56. A system as defined in claim 51, further comprising resealing means in signal communication with the processor for resealing the outputs of the base classifiers to increase or decrease monotonically with the original scores of the classifiers.

57. A system as defined in claim 56, further comprising difference means in signal communication with the processor for providing a difference between the rescaled outputs that reflects the difference of the probability of the two instances being of the same class, where the rescaled outputs need not be probabilities.

58. A system as defined in claim 51, further comprising counting means in signal communication with the processor for counting the accumulated probabilities after sorting the instances rather than estimating the probabilities using a histogram such that the estimation is smooth and accurate and the higher-level model maintains the ability to rank similar instances correctly.

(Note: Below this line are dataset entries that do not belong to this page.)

PR #783, opened 2022-05-04
feat: introduce the files flag

y-lakhdar:
https://coveord.atlassian.net/browse/CDX-952

## Proposed changes

Only use one flag for both JSON files and directories. 
This is not a breaking change since I kept the support for legacy flags even tho they are hidden.

- [ ] Merge before #749

## Testing

- [ ] Unit Tests:

- [ ] Functionnal Tests:

- [ ] Manual Tests:

### DIFF
--- a/packages/cli/src/commands/source/push/add.ts
+++ b/packages/cli/src/commands/source/push/add.ts
@@ -23,19 +23,25 @@ export default class SourcePushAdd extends Command {
 
   public static flags = {
     file: Flags.string({
+      // For retro compatibility
       multiple: true,
-      exclusive: ['folder'],
-      char: 'f',
-      helpValue: 'myfile.json',
-      description: 'One or multiple file to push. Can be repeated.',
+      exclusive: ['folder', 'files'],
+      hidden: true,
     }),
     folder: Flags.string({
+      // For retro compatibility
       multiple: true,
-      exclusive: ['file'],
+      exclusive: ['file', 'files'],
       char: 'd',
-      helpValue: './my_folder_with_multiple_json_files',
+      hidden: true,
+    }),
+    files: Flags.string({
+      multiple: true,
+      exclusive: ['folder', 'file'],
+      char: 'f',
+      helpValue: 'myfile.json',
       description:
-        'One or multiple folder containing json files. Can be repeated',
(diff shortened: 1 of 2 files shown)


packages/cli/src/commands/source/push/add.ts
```diff
@@ -23,19 +21,22 @@ export default class SourcePushAdd extends Command {
...
+      hidden: true,
+    }),
+    files: Flags.string({
+      multiple: true,
+      char: 'f',
+      helpValue: 'myfile.json',
       description:
-        'One or multiple folder containing json files. Can be repeated',
+        'Combinaison of JSON files and folders (containing JSON files) to push. Can be repeated.',
     }),
```
louis-bompart, line 40: 1. Ensure that `file` and `folder` are aliases to `files` 
2. Create an Epic 'CLI-v2.0' and a User Story for this specific deprecation (i.e. removing the file and folder flags
3. Add a //TODO with the Identifier of the User Story

louis-bompart (commented):
The multiple aspect of the flags made me think, we might want to do things differently.

Instead of specifying the source as a args, and the files as flags, we could do the opposite.

So `coveo source:push:new mySource -f myFirstFile -f mySecondFile -f myThirdFile` would become
`coveo source:push:new -s mySource myFirstFile mySecondFile myThirdFile`

packages/cli/src/commands/source/push/add.ts
y-lakhdar: > Instead of specifying the source as a args, and the files as flags, we could do the opposite.

You don't need to specify the flag multiple time. It is
`coveo source:push:new mySource -f myFirstFile mySecondFile myThirdFile`

1. Can we create aliases for flags with oclif?

louis-bompart: No, but what you do is that you ensure all flags are mutually exclusive, and then you treat 'em all the same (i.e. dir now support file and file support dir, but that's fine it's not breaking :P )

y-lakhdar: At the end, it really doesn't matter what flag you use because the SDK checks whether the entry is a file or directory.
So in CDX-856, we can remove all flags.

PR #786, opened 2022-05-17
feat: handle invalid field names

y-lakhdar:
## Proposed changes

Provide detailed errors and next steps whenever invalid fields are detected by the SDK.

There are essentially 2 possible outcome:

### Outcome 1: invalid fields **can** be normalized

59. A system as defined in claim 58, further comprising multi-class means in signal communication with the processor for converting the multi-class problem into a plurality of two-class problems.

60. A program storage device responsive to the method of claim 41, where the device is readable by machine and tangibly embodies a program of instructions executable by the machine to perform program steps for machine learning, the program steps comprising:

receiving instances for two different classes, each instance having a vector of feature values;

providing a plurality of models responsive to the classes, each model having at least one base estimator or classifier; and

using numerical outputs from the plurality of models as inputs to train a higher-level classifier for model stacking, where each base classifier and the higher-level classifier may be based on a different formalism.